After much looking into Im pretty sure I have them, the worms. White and very tiny on the glass. Looks like earthworm in term of body profile, but white and again tiny tiny. Have no fishes in my tank but a few Amanos (5-9) and a nerite.

I read of someone suggestion that a betta would pick on these guys, so any exp on this??
Also would a female betta lowers the risk of conflict w/ the amano than a male one??

Thanks


----------



## goldier (Feb 13, 2010)

Bettas love to eat live worm. They are more aggressive to their own kind and to other fish with similar size or smaller. A female betta is less aggressive than a male, but it’s hard to predict their behaviors to the amanos, espcially when they are hungry and without food. Better if there are crevices, foliage for them to hide.
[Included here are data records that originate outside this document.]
PR #367, opened 2026-04-27
[telemetry_chargeback] Make variable names and values consistent within the role and with prometheus and loki (TEMP)

ayefimov-1:
Made changes to the python scripts for consistency and accuracty:
- Changed user, project and resource variable consisent with loki/prometheus
- Make python script params more consistent
- fixed python files to handle mutate: NUMBOOL correctly when calculating rating
- add scenario name to the db push so that will be target db data to pull

Closes:
[OSPRH-29232](https://redhat.atlassian.net/browse/OSPRH-29232)

Authored-by @ayefimov-1 
Assisted-by: Claude


ayefimov-1:
recheck

ayefimov-1:
recheck

ayefimov-1:
recheck

roles/telemetry_chargeback/files/gen_db_summary.py
elfiesmelfie, line 1: Correct me if I'm wrong, but the last change to this file was on master, right?
If this is the case, then the update to this file can be proposed directly against master

roles/telemetry_chargeback/files/test_dyn_basic.yml
elfiesmelfie, line 1: The changes to this file also appear to be the first changes since master. Do the changes here require all the other PRs in order to work?
If no, then this could be proposed against master.

elfiesmelfie (commented):
This looks like minor changes that are independent from the other changes to the telemetry_chargeback role.

I **think ** that this could be proposed against master and merged quickly, since it is a straightforward-seeming change.

Certainly, the test*.yml files look like they're safe to propose separately.
The python file changes should ideally be proposed separately from the test*yml ones, but the changes could be merged together.

Please re-target this PR against master, if you agree with my assessment, and it makes sense. Then ping me and I'll re-review and approve!

roles/telemetry_chargeback/files/gen_db_summary.py
ayefimov-1: Yes, you are correct.  Change to into branch

roles/telemetry_chargeback/files/test_dyn_basic.yml
ayefimov-1: Correct

PR #369, opened 2026-04-29
Remove noop parent

TristanCacqueray:
This change fixes the following zuul config-error:

  "noop" is final and can not act as a parent

### DIFF
--- a/.zuul.yaml
+++ b/.zuul.yaml
@@ -138,7 +138,6 @@
 
 - job:
     name: feature-verification-tests-noop
-    parent: noop
     description: |
       A job that always passes. Runs when there's a change to jobs that don't
       need full zuul to run but still need to report a pass.
@@ -241,4 +240,3 @@
               # case the job definition changes.
               - ^roles/telemetry_verify_metrics/tasks/verify_ceilometer_volume_pool_metrics.yml$
               - ^.zuul.yaml$
-


TristanCacqueray:
recheck

TristanCacqueray:
recheck

.zuul.yaml
```diff
@@ -138,7 +138,6 @@
 
 - job:
     name: feature-verification-tests-noop
-    parent: noop
```
elfiesmelfie, line 141: I don't understand ho it's been working as long as it has if noop is final. 
Was this change recent?

TristanCacqueray: Yes, this was changed yesterday in Zuul.

TristanCacqueray:
recheck

.zuul.yaml
vyzigold: @elfiesmelfie https://review.opendev.org/c/zuul/zuul/+/986659

vyzigold:
recheck

elfiesmelfie:
recheck

elfiesmelfie:
recheck

There are no logs, need to get a new build

elfiesmelfie:
recheck

vyzigold:
recheck POST_FAILURE with no logs, but logs are available for the other builds.

TristanCacqueray:
recheck

vyzigold:
@TristanCacqueray We discovered we had another issue with the periodic ceph job as well. And we needed to fix that and the noop parent at the same time. So I included your commit in https://github.com/infrawatch/feature-verification-tests/pull/379 . That PR merged, so this one isn't needed anymore.

Thank you a lot for proactively looking at this and proposing a fix!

If you use a betta, I would watch it closely.


----------



## Ahura-sama (Sep 5, 2008)

So female it is then. Im only in a dilemma between m or f because I though male would be more effective at picking on the worms than female. Considering that they are more aggressive, maybe that channel into feeding habit too.


----------



## Rtifs (Nov 6, 2009)

Ahura-sama said:


> So female it is then. Im only in a dilemma between m or f because I though male would be more effective at picking on the worms than female. Considering that they are more aggressive, maybe that channel into feeding habit too.


Females are better hunters than the males. I've got both, and the female is always on the prowl and aggressively pursues any potential prey, from scuds to flightless fruit flies (even a tiny leech the other day). The male is slower due to long fins, and seems to hesitate to strike, which frequently results in escaped prey.


----------